Les résultats des élections communales et municipales du 11 janvier 2026, rendus publics dans la soirée du mardi 27 janvier par la Commission électorale nationale autonome (CENA), ont livré leur verdict dans le département de l’Alibori. Et pour le Bloc républicain (BR), le constat est sans complaisance : les progrès enregistrés dans certaines communes ne suffisent pas à masquer un recul politique préoccupant.
Sur les six communes que compte l’Alibori, le BR ne remporte que deux mairies avec une conservation : Banikoara et Gogounou. À Banikoara, anciennement sous la gouvernance de l’Union progressiste le Renouveau (UP-R) à la suite d’un accord politique, le BR parvient à prendre la mairie. Une victoire certes notable, mais qui s’apparente davantage à un rattrapage tactique qu’à une véritable démonstration de force électorale.

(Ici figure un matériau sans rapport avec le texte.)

PR #2347, opened 2026-06-16
feat(settings): add Windows Defender exclusion toggle with secure PowerShell execution

TeALO36:
Implements secure Windows Defender exclusion adding/removing:
- Encodes PowerShell commands in Base64 to prevent argument injection vulnerabilities.
- Added UI toggle in Settings, along with the English translations in src/locales/en/translation.json.

### DIFF
--- a/src/locales/en/translation.json
+++ b/src/locales/en/translation.json
@@ -858,7 +858,15 @@
     "downloads": "Downloads",
     "create_shortcuts_on_download": "Create desktop and Start Menu shortcuts when a game finishes downloading",
     "default_proton_version": "Default Proton version",
-    "default_proton_version_description": "Select the Proton version used by Auto mode when a game has no custom override"
+    "default_proton_version_description": "Select the Proton version used by Auto mode when a game has no custom override",
+    "windows_defender_exclusion_success": "Windows Defender exclusion added successfully!",
+    "windows_defender_exclusion_error": "Error adding Windows Defender exclusion.",
+    "windows_defender_exclusion_removed_success": "Windows Defender exclusion removed successfully!",
+    "windows_defender_exclusion_removed_error": "Error removing Windows Defender exclusion.",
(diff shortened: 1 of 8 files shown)


chubbygrannychaser:
Hi @TeALO36, thank you for taking the time to put this PR together — the effort is genuinely appreciated!

Unfortunately, we're going to have to decline this one. Adding a Windows Defender exclusion toggle is a sensitive security feature that could be misused or perceived negatively by users and security tools alike. It's the kind of change that puts Hydra in a difficult position, so we'd prefer to keep it out of the project for now.

No hard feelings at all — we hope you'll continue contributing in other ways. Thanks again!

TeALO36:
Hi @chubbygrannychaser,

Thank you for the explanation! I completely understand and respect your decision. Security and keeping Hydra's reputation clean are absolutely paramount, so avoiding features that might trigger antivirus flags or look suspicious makes total sense.

I just wanted to clarify our original intention and raise a UX concern to get your thoughts. The goal of this PR was not to apply exclusions automatically or by default to all users, but rather to provide an optional, simple toggle for users who know the risks. 

From my own experience, I've seen many friends instantly delete/uninstall Hydra after a false positive because they think the launcher itself is malicious or broken. I often have to manually explain to people how to add exclusions in Windows Defender so their games actually launch without Defender silently deleting half of the game files. Providing a manual button in the settings is meant to help these users solve this issue easily.

Given that an automated toggle inside the app is out of the question for security reasons, do you think it would make sense to address this passively? For example:
- Displaying a simple warning or a link to a guide/documentation page explaining how to manually add an exclusion in Windows Defender when a game fails to launch or launch setup.
- Showing a helpful tooltip/troubleshooting section in the settings.

I'd love to hear how you think we should handle this type of user confusion, or if you prefer to keep this out of the launcher entirely. Thanks again for your time!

À Kandi, le parti dirigé par Abdoulaye Bio Tchané et sous la houlette du directeur départemental du développement, Amine Alassane, enregistre une progression numérique significative, passant d’un seul conseiller communal en 2020 à neuf élus sur vingt-neuf en 2026. Un bond qui, sur le papier, pourrait faire illusion. Mais dans les faits, cette percée reste insuffisante pour inverser la dynamique globale du scrutin dans la première circonscription électorale.
Le véritable signal d’alarme se situe ailleurs. À Karimama et Malanville, longtemps présentées comme des fiefs politiques du BR, le parti perd le contrôle des conseils communaux, cédant du terrain à l’UP-R. À Malanville notamment, malgré un léger mieux en nombre de conseillers (13 contre 12 en 2020) sur vingt-neuf, le BR échoue à transformer ses scores en victoire politique.
À l’analyse des résultats et à la lecture croisée des faits dans ces deux communes et dans le département en général, le Bloc républicain semble avoir été rattrapé par ses guéguerres internes et le manque de promotion de jeunes cadres du parti. Entre le bras de fer persistant entre leaders à Malanville et l’incapacité manifeste du maire à assurer une gouvernance à Karimama administrée sous intérim depuis plusieurs années et le manque de promotion de jeunes cadres : le parti a payé le prix de ses propres dysfonctionnements.
Au final, ces résultats traduisent moins une avancée qu’un essoufflement stratégique du Bloc républicain dans l’Alibori. Là où il se croyait solidement implanté, l’électorat a envoyé un message sans équivoque : les bastions ne sont plus acquis. À défaut d’une remise en question profonde de sa stratégie locale et de sa gestion interne, le BR risque de voir ses positions continuer à s’effriter dans la première circonscription aux prochaines échéances électorales.